PR #2319, opened 2016-04-04
Codegen - Adding BinData

dgault:
This PR will allow for our codegen to handle raw binary data. For the Mask implementation in particular this requires some unique behaviour to be added. In our schema a Mask extends base64binary, which in Java would be the equivalent of extending a byte[]. The metadata API reflects this by allowing you to set BinData as such - setMaskBinData(byte[] binData, int ROIIndex, int shapeIndex)

From a Java perspective it would make more sense to have the raw binary as an additional attribute on the BinData object, however this would require larger schema changes and break the existing API in favour of adding new functions that perhaps don't accurately reflect the schema. 

As such I have modified the codegen so that if a model object has a primitive base then it shall instead extend the default type and the primitive base will be added as an attribute with the tag baseAttribute. Properties tagged as being baseAttributes will be exposed in the API at the top level, ie setMaskBinData as opposed to setMaskBinDataBinData. 

This will see the BinData model object add the following property along with getters and setters. The getters and setters will then be used by the top level API functions, leaving the metadata API unchanged.
// BinData property
private byte[] binData;

Reasons for taking this approach:
- Limit schema changes as much as possible
- Metadata API should remain unchanged
- Simplifies templates by removing previous specialisations for shape and lightsource abstract 
- Removes last remaining hardcoded bin data functions

In Java we are using a raw byte[], the reason for using this as opposed to List<Byte>, ByteBuffer, InputStream etc was firstly for efficiency in storage and in performance when converting back and forth from the XML. In CPP this is currently listed as a string for simplicity but this would certainly welcome suggestions on a suitable alternative.

Note: The CPP implementation requires the Shape complex type PR - https://github.com/openmicroscopy/bioformats/pull/2160 
As such the CPP is not going to validate against the 2013 schema

Testing:
I am in the process of defining a suitable testing strategy.
- Check that all tests remain green
- Verify that the new attribute has been added to BinData model along with getters and setters
- Verify that metadata API remains unchanged


sbesson:
Note this PR impacted the OMERO build and various Bio-Formats merge builds in this morning run. Marking as `breaking` so that we can relaunch the merge jobs but have a CI suite to test its impact.

dgault:
Mask Bin Data has now been added to FakeReader and the FakeReaderTest.
Additionally, a sample file with Mask BinData has been added to inbox with an accompanying config - https://github.com/openmicroscopy/data_repo_config/pull/103

components/formats-api/src/loci/formats/meta/MetadataConverter.java
```diff
@@ -1021,6 +1021,10 @@ private static void convertImages(MetadataRetrieve src, MetadataStore dest,
           try {
             Boolean bigEndian = src.getPixelsBinDataBigEndian(i, q);
             dest.setPixelsBinDataBigEndian(bigEndian, i, q);
+            NonNegativeLong length = src.getPixelsBinDataLength(i, q);
```
rleigh-dundee: Should each pair be in a separate try/catch block so they always get called if the previous set failed for any reason?

components/xsd-fu/templates-cpp/AggregateMetadata.template
```diff
@@ -397,27 +399,29 @@ namespace ome
...
 
 {% end debug %}\
+{% if len(model.opts.lang.getSubstitutionTypes()) == 0 %}\
 {% if fu.SOURCE_TYPE == "header" %}\
-        // Documented in base class.
-        index_type
-        getPixelsBinDataCount(index_type imageIndex) const;
+        // Documented in base class.    
+        index_type    
+        getPixelsBinDataCount(index_type imageIndex) const;
```
mtbc: not sure we need all these trailing spaces?

components/formats-bsd/src/loci/formats/in/FakeReader.java
```diff
@@ -986,7 +990,18 @@ private void fillRegions(MetadataStore store, int imageIndex) {
...
+        store.setMaskX((double)ROI_SPACING, roiCount, 0);
+        store.setMaskY((double)ROI_SPACING, roiCount, 0);
+        store.setMaskWidth((double)ROI_SPACING, roiCount, 0);
+        store.setMaskHeight((double)ROI_SPACING, roiCount, 0);
         store.setImageROIRef(roiID, imageIndex, roiRefCount);
+        byte[] rawBytes = new byte[ROI_SPACING*ROI_SPACING];
+        random.nextBytes(rawBytes);
+        String base64encoded = DatatypeConverter.printBase64Binary(rawBytes);
+        byte[] binData = base64encoded.getBytes(StandardCharsets.UTF_8);
+        store.setMaskBinData(binData, roiCount, 0);
```
rleigh-dundee: Why are we dealing with Base64 encoding at this level?  Why isn't the API dealing solely with raw bytes?

Should this conversion to/from Base64 not be done internally by the BinData object, either in the getter/setter or when serialising to/from XML?

components/bio-formats-plugins/src/loci/plugins/out/Exporter.java
```diff
@@ -656,8 +656,14 @@ else if (proc instanceof ShortProcessor) {
...
-            boolean littleEndian =
-                    !w.getMetadataRetrieve().getPixelsBinDataBigEndian(0, 0).booleanValue();
+            boolean littleEndian = false;
+            if (w.getMetadataRetrieve().getPixelsBigEndian(0) != null)
+            {
+              littleEndian = !w.getMetadataRetrieve().getPixelsBigEndian(0).booleanValue();
+            }
+            else if (w.getMetadataRetrieve().getPixelsBinDataCount(0) == 0) {
+              littleEndian = !w.getMetadataRetrieve().getPixelsBinDataBigEndian(0, 0).booleanValue();
+            }
```
rleigh-dundee: This two step pattern is so common, I do wonder if we shouldn't implement it directly inside `getPixelsBigEndian` so it works correctly all the time for every caller?

components/specification/released-schema/2016-DEV0/ome.xsd
```diff
@@ -3882,7 +3885,7 @@ PlaneInfo (as Plane)
       <xsd:complexContent>
         <xsd:extension base="Shape">
           <xsd:sequence>
-            <xsd:element ref="BinData" minOccurs="1" maxOccurs="unbounded"/>
+            <xsd:element ref="BinData" minOccurs="1" maxOccurs="1"/>
```
rleigh-dundee: Do we want a similar constraint on `Pixels`?

components/xsd-fu/python/ome/modeltools/language.py
```diff
@@ -347,6 +361,7 @@ def __init__(self, namespace, templatepath):
         self.primitive_type_map[namespace + 'double'] = 'double'
         self.primitive_type_map[namespace + 'anyURI'] = 'std::string'
         self.primitive_type_map[namespace + 'hexBinary'] = 'std::string'
+        self.primitive_type_map['base64Binary'] = 'std::string'
```
rleigh-dundee: Depending upon the outcome of the comment above regarding having Base64 in the API, this might need adjusting.  Ideally it would use the VariantPixelBuffer type, but that would be a layering violation; I'd like to move this out of the ome::files library into a separate repository to allow reuse in the lower levels.  Maybe it would be better as a model primitive, with PixelBuffer in ome::common or another separate nd library?

components/xsd-fu/templates-cpp/AggregateMetadata.template
```diff
@@ -397,27 +399,29 @@ namespace ome
         // -- Entity counting (manual definitions) --
 
 {% end debug %}\
+{% if len(model.opts.lang.getSubstitutionTypes()) == 0 %}\
 {% if fu.SOURCE_TYPE == "header" %}\
-        // Documented in base class.
-        index_type
-        getPixelsBinDataCount(index_type imageIndex) const;
+        // Documented in base class.
```
rleigh-dundee: There's a lot of trailing whitespace to clean up here.  Please do a `git grep '[[:space:]]$'` over your changes.

rleigh-dundee:
I've had initial look over and noted some things for consideration.  We can discuss them when you're back, and I'll be happy to look over in more detail once some of the needed changes have been made.  Overall though, looks like great progress, thanks!

components/bio-formats-plugins/src/loci/plugins/out/Exporter.java
dgault: It certainly does get reused a lot and a nicer solution would be preferred. The logic was originally found in the hardcoded getPixelsBinDataBigEndian, I would have preferred to try and and keep these sort of exceptions outside of the codegen if possible, otherwise it would almost be simpler to go back to the hardcoded function. I guess ideally it would seem to make sense to only have a single value of big endian on the Pixels object.

components/formats-bsd/src/loci/formats/in/FakeReader.java
dgault: There is already some new logic around that attribute in both the update and asXML functions, so it should be straightforward to make the change to encode and decode within the BinData object itself if that is the desired solution.

components/specification/released-schema/2016-DEV0/ome.xsd
dgault: If that makes the most sense then it is an easy change from the model code gen perspective. I had left it for now as it matched up with the api calls unlike for Mask, an update to apply the restriction on Pixels would change the API functions to remove the binDataIndex parameter.

sbesson: @rleigh-dundee: what would be the impact of this additional constraint on our samples using multiple BinData elements? Given the impact of these changes when it comes to propagating across the stack, I am inclined to focus our efforts on `MaskBinData` as initially proposed and have a separate discussion about `PixelsBinData`.

rleigh-dundee: @sbesson I'm not sure, I was just asking the question in case there was value in consistency here.  Leaving it is absolutely fine.

components/xsd-fu/templates-java/OMEXMLModelObject.template
```diff
@@ -221,7 +223,8 @@ ${customUpdatePropertyContent[prop.name]}
 		String value_textContent = element.getTextContent();
 		if (value_textContent.trim().length() > 0) {
 {% if prop.type in model.opts.lang.primitive_base_types %}\
```
rleigh-dundee: Does this conditional (and the other instances of it) need `&& prop.type == "base64Binary"` so that it will avoid breakage if we add additional types to `primitive_base_types` in the future?

rleigh-dundee:
All the changes look good.  I've commented on the use of primitive_base_types in conditionals above, and there are some trivial whitespace issues in:

- cpp MetadataRetrieve/OMEXMLMetadata templates (added/removed newlines between methods)
- indentation in BinData.java (` byte[] rawBytes = DatatypeConverter.parseBase64Binary` and `String encodedString = DatatypeConverter.printBase64Binary`)
- `import javax.xml.bind.DatatypeConverter;` is present in all generated model objects, but is only needed by BinData; the import could be made conditional
- Removed whitespace after `// Parents: ...` in the Java metadata classes

If the above whitespace issues could be fixed up, it would keep the structure of the generated code clean and keep the changes to a minimum for review.

That's all minor stuff though, looks like the PR is good for all the main changes.

Thanks,
Roger

dgault:
Ive updated with changes based on feedback from @rleigh-dundee 
The one thing I haven't changed yet is the indentation on the Java metadata. The incorrect use of spaces rather than tabs has a large number of occurrences, not just from this PR. A separate PR to tidy these up may be the best option.

sbesson:
Thanks for the review. Given the current state of https://ci.openmicroscopy.org/view/Breaking/job/BIOFORMATS-DEV-breaking-trigger/175/, removing the breaking label from this PR so that it can be included in the next merge build /cc @mtbc. As discussed, @rleigh-dundee should be able to use the breaking queue for his units support work.

rleigh-dundee:
Thanks.  There are some remaining whitespace issues in the java diffs, but they are minor and we could fix them up later if we wanted.

@sbesson I think this should be OK to merge if you're also happy with it.

sbesson:
@rleigh-dundee: thanks for the thorough review, we are investigating issues in the OMERO integration jobs now this PR is exposed across the stack so I would prefer to wait until we have some more information on this front to get this PR in. /cc @mtbc But let me know if keeping this open for another few days blocks your progress on the C++ front.

rleigh-dundee:
It looks like I'll have to rebase my current units work on top of this branch merged into develop, then rebase it back onto develop once this PR is merged.  Shouldn't block anything though.

rleigh-dundee:
@sbesson I now have a branch waiting to open a PR for, but this is now a blocker since there's a small conflict.  If the stubs @mtbc added are OK for OMERO (looked fine to me), then would it be possible to merge these?  Once that's done, I can rebase my branch and open a PR.

sbesson:
Thanks for the heads up Roger. We are having issues with a few OMERO integration tests (ExporterTest) which would be good to narrow down before we get this merged. Let's have a discussion tomorrow on the current state of this effort so that we unblock your work but also know what needs to be addressed.

sbesson:
Closing/reopening to include new tests from #2401.

pwalczysko:
Bug: Clients do not handle masks imported/exported as ome-tiff and reimported to OMERO from different softwares (which display fine in Web and Insight after first import as original formats)
 - from previously imported ``...mias/frans`` plate, export the well A1 as ome.tiff (need to use Batch image export script for this selecting ome-tiff in the script window). e.g. use https://eel.openmicroscopy.org/merge/webclient/?show=well-313059 -> this image has 184 ROIs and 11 of them are masks which load and display successfully in the clients)
 - reimport this ome-tiff, and observe that
       - Web shows correct ROI count in the RHP, but in full viewer and Show ROIs -> endless loading is happening
       - Insight shows also correct ROI count in the RHP, but in Measurement Tool, when clicked, warning "Cannot load ROIs" appear followed by much diminished amount of ROIs shown in the MT table (6 out of 184 and no masks)

Prior to export
screen shot 2016-05-13 at 11 19 15

After reimport of ome-tiff in RHP insight ROI count is okay 
screen shot 2016-05-13 at 11 21 16

But the reimported image does not load ROIs in Measurement Tool
screen shot 2016-05-13 at 11 22 29

Web is just loading forever, not displaying anything (ROI count in RHP also correct though)

screen shot 2016-05-13 at 11 23 39

pwalczysko:
Trying to repeat the above workflow of mias/frans & masks export and reimport, see  https://github.com/openmicroscopy/bioformats/pull/2319#issuecomment-219007029 on **eel latest** failed completely , because already at the export as ome-tiff stage the Batch image export script reported failure on the masks export:

```
WARNING:omero.gateway:InternalException on <class 'omero.gateway.OmeroGatewaySafeCallWrapper'> to <a97d9d36-410e-4dd7-9843-2fb76a64e7ddomero.api.Exporter> generateTiff((<ServiceOptsDict: {'omero.session.uuid': 'c919a601-bb30-4bf7-9c8a-375c9e86b099', 'omero.client.uuid': '5b0328a5-6df7-4d9b-ab4f-d63eed9d97f3'}>,), {})
Traceback (most recent call last):
  File "/opt/hudson/workspace/OMERO-DEV-latest-deploy/src/dist/lib/python/omero/gateway/__init__.py", line 4212, in __call__
    return self.f(*args, **kwargs)
  File "/opt/hudson/workspace/OMERO-DEV-latest-deploy/src/dist/lib/python/omero_api_Exporter_ice.py", line 170, in generateTiff
    return _M_omero.api.Exporter._op_generateTiff.invoke(self, ((), _ctx))
InternalException: exception ::omero::InternalException
{
    serverStackTrace = java.lang.ClassCastException: ome.xml.model.Mask cannot be cast to ome.xml.model.Dichroic
	at ome.xml.model.LightPath.link(LightPath.java:210)
	at ome.xml.model.OMEModelImpl.resolveReferences(OMEModelImpl.java:147)
	at ome.xml.meta.OMEXMLMetadataImpl.resolveReferences(OMEXMLMetadataImpl.java:108)
	at ome.xml.meta.OMEXMLMetadataImpl.dumpXML(OMEXMLMetadataImpl.java:102)
	at loci.formats.services.OMEXMLServiceImpl.getOMEXML(OMEXMLServiceImpl.java:464)
	at ome.services.blitz.impl.ExporterI.getMetadataBytes(ExporterI.java:560)
	at ome.services.blitz.impl.ExporterI.access$400(ExporterI.java:76)
	at ome.services.blitz.impl.ExporterI$2.doWork(ExporterI.java:382)
	at sun.reflect.GeneratedMethodAccessor306.invoke(Unknown Source)
	at sun.reflect.DelegatingMethodAccessorImpl.invoke(DelegatingMethodAccessorImpl.java:43)
...
```

pwalczysko:
The images exported from the clients (the mias/frans well A1 was exported using Batch image export from Web, the ``image manipulated by emils script`` was exported from insight using the ``export as ome-tiff`` option) are located on

``team/pwalczysko//PR2319_of_dgault``

pwalczysko:
Bug: ``Emils script created mask case``
  - have a mask on leica image created by https://gist.github.com/emilroz/3858429bccd3012bf478 script (python script which uploads a mask created by other means (e.g. in ImageJ) and attaches it to an image already sitting on an OMERO server) -> note you cannot simply use insight-ij plugin for this workflow, but rather save the mask locally directly from IJ and then use the script to upload the mask to OMERO
  - export the image as ome-tiff, reimport it back to OMERO
  - observe exactly analogous behaviour as described for the mias/frans plate well A1, see https://github.com/openmicroscopy/bioformats/pull/2319#issuecomment-219007029

pwalczysko:
xml header masks ome-tiff workflow:
  - take ``/ome/data_repo/inbox/ome-tiff/mask-bin-data/single-channel-bindata.ome.tif`` and import it to eel merge using insight
  - inspect it using insight and Web, observe that the clients report 0 ROIs and consequently you cannot see any mask in either of them
  - export the image as ome-tiff using web
  - reimport the resulting image to omero using insight, no surprises there, again it has 0 ROIs
  - the location of the image reexported from web see https://github.com/openmicroscopy/bioformats/pull/2319#issuecomment-219016316

sbesson:
Having discussed the current status at length with @pwalczysko, @dgault, @joshmoore and @rleigh-dunde. From the OMERO side, this PR does not show any regression for our Mask/ROI workflows and opens the door to interesting user-facing functionalities such as full round-tripping of images with ROIs containing masks /cc @jburel. 
On the BF side, all tests are green and the full-repository job has been passing. It might be worth reviewing the MIASReader (and other readers) to review/enable the mask population in setId. Next step is to build on top of these efforts on the C++ front to make progress on the support of the 2015-01model.

Congratulations on another epic codegen PR.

□ □ □

Problem details:
All lines from the top of the data through the line containing "This PR will" need to be retyped exactly, and nothing more.

Result of this task:
PR #2319, opened 2016-04-04
Codegen - Adding BinData

dgault:
This PR will allow for our codegen to handle raw binary data. For the Mask implementation in particular this requires some unique behaviour to be added. In our schema a Mask extends base64binary, which in Java would be the equivalent of extending a byte[]. The metadata API reflects this by allowing you to set BinData as such - setMaskBinData(byte[] binData, int ROIIndex, int shapeIndex)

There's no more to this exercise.